Griner, 31, has been held in Russia since mid-February on drug charges that could carry a sentence of up to 10 years if she is convicted. Griner is “OK” and has seen her Russian legal team multiple times a week while she has been in custody, according to a person with knowledge of the situation who asked not to be identified publicly because of the sensitivity of the matter.

The Russian Federal Customs Service said on March 5 that its officials had detained an American basketball player, who was later identified as Griner. Customs officials accused Griner of having vape cartridges containing hashish oil in her luggage at the Sheremetyevo airport near Moscow.

On Thursday, the Russian news agency Tass reported that Griner’s detention had been extended to May 19 during a hearing. Griner’s legal team in Russia had hoped to have her transferred to house arrest at the hearing, but were not surprised that the appeal of her detention was denied, according to the person with knowledge of the situation.

The investigation into the charges is ongoing, and it is typical for a Russian court to add time to the detention until a trial date — if one is necessary — is set, according to the person.

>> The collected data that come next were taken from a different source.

PR #1165, opened 2022-12-09
build: Don't use estrella to build core

samestep:
# Description

While looking at #423, @wodeni and I found that esbuild has an [analyze](https://esbuild.github.io/api/#analyze) option which is not supported by Estrella. Thus, we're removing Estrella as a dependency and instead just using esbuild directly.

# Checklist


samestep:
@wodeni I think this may have broken `core:watch`? Should be fixable by using esbuild's [watch](https://esbuild.github.io/api/#watch) option, but I forgot to do that in this PR.

Issue #430, opened 2020-12-16
Initial parameters for some graphical primitives are surprising


keenancrane:
Currently we initialize some parameters of graphical primitives to random values.  E.g., the declaration

```
   g.shape = Line {
      start: p.dotShape.center
        end: q.dotShape.center
   }
```

gives the line a random thickness and color.  This behavior sort of violates the "principle of least surprise," and makes the programmer wonder if they maybe did something wrong, or if there's some bug in the compiler/renderer that's producing these funky values.

**Proposal:** Just initialize the fields to some sensible but deterministic value.

wodeni:
Addressed by #1169.

PR #1169, opened 2022-12-09
refactor: unify default strokeColor for outline shapes

wodeni:
# Description

Related issue/PR: #430 

This PR makes `#000` the default `strokeColor` for "outline" shapes such as `Line`, `Path`, and `Text`. `Path` is consider an outline shape out of uncertainty that the path might not be closed. 

* Change default props in respective shape files

See deployment `allShapes-allShapes` example.

# Checklist

# Open questions

Looks like this impacted variations of many diagrams. Why? (cc: @samestep) Looks like even when the Style props remain the same, as long as there's a change to the defaults, the resulting diagrams will change.


samestep (approved):
Sorry for taking so long to review this! The code changes look great. For the changes to the generated `diagrams/` we might want to update some `variation`s though... would be nice if Penrose had a way to generate a grid of different variations to let you quickly pick one that looks good.

wodeni:
> Sorry for taking so long to review this! The code changes look great. For the changes to the generated `diagrams/` we might want to update some `variation`s though... would be nice if Penrose had a way to generate a grid of different variations to let you quickly pick one that looks good.

Gotta merge #1287!

samestep (approved):
Thanks for updating the registry diagram variations! I'm good to merge this, but just for future reference, I did want to note the few specific diagrams that still seem to have meaningful changes by this PR:

- `curve-examples/cubic-bezier.svg` (looks upside down now?)
- `geometric-queries/closest-point/test-group.svg` (now the circle and the rectangle overlap)
- `geometric-queries/closest-point/test.svg` (now the polyline and the triangle overlap)
- `geometry-domain/siggraph-teaser.svg` (now the angle $qpr$ is a bit narrow)
- `graph-domain/textbook/sec1/fig10.svg` (the graph is planar but now not drawn so)
- `graph-domain/textbook/sec1/fig12.svg` (the labels RRP4 and RRP41 look ambiguous now)
- `graph-domain/textbook/sec1/fig13.svg` (the Team 2 and Team 5 labels look weird)
- `graph-domain/textbook/sec1/fig8b.svg` (a lot of the labels are now clumped)
- `graph-domain/textbook/sec2/fig11c.svg` (the graph is planar but no longer drawn so)
- `walk-on-spheres/nested-estimator.svg` (the spheres are now all clumped together on one side)

To clarify, I don't even necessarily think that it's worth changing the variations in this PR; I'm mostly just writing these down to note the sorts of ways that diagrams can qualitatively change when we update the variation. I think it's an interesting research problem to think about ways that we can make it more manageable to maintain our registry going forward under this sort of change.

PR #1119, opened 2022-10-06
refactor: restore the synthesizer and `synthesizer-ui`

wodeni:
# Description

Related issue/PR: #984

After much system improvements, `synthesizer` and `synthesizer-ui` (i.e. edgeworth) are a bit out of date. This PR contains some bug fixes and UI improvements.

* Use `Listing` for the Substance file listing in `synthesizer-ui`
* Synthesizer bug fixes
  * Respect subtyping rules when generating arguments to predicates
  * Fix wrong context passing here and there

# Implementation strategy and design decisions

* Bug fixes are pretty straightforward. For the predicate args issue, I needed a function that finds supertypes from `core`. Ended up using `Digraph` in `Util` for the type graph in `Env` so we have better types for the graph operations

Thursday’s hearing did not deal with the merit of the charges, the person said.

The W.N.B.A. season begins May 6. Griner, a two-time Olympic gold medalist and a seven-time All Star for the Phoenix Mercury, is one of the game’s most prominent stars.

She is being held at a time of increasingly tense relations between the United States and Russia after Russia’s invasion of Ukraine last month. U.S. officials have repeatedly accused Russia of detaining and sentencing American citizens for dubious reasons.

The continued detention of a high-profile American could even be an effort by Russia to gain leverage in the political and economic standoff with Washington over the invasion, experts say.

Tass reported that Griner had not been visited by U.S. consular officials, despite Russia’s willingness to facilitate a meeting. But last week, Representative Colin Allred, Democrat of Texas, told The New York Times that Griner had been denied consular access by Russian officials.

“It’s already a violation of international norms and the way these things are handled when they happen to Americans abroad,” Allred said last week.

Griner is among the many W.N.B.A. players who compete internationally to supplement their American salaries, and she has played for the Russian team, UMMC Ekaterinburg, for several years.

Those close to Griner have said little publicly about the detention since it became widely known on March 5, likely hoping to arrange for her return through quiet diplomacy.

On Wednesday, Hillary Clinton, the former secretary of state, joined an increasing number of politicians and public figures who have shown support for Griner when she tweeted “Free Brittney” with a link to a BBC article about Griner.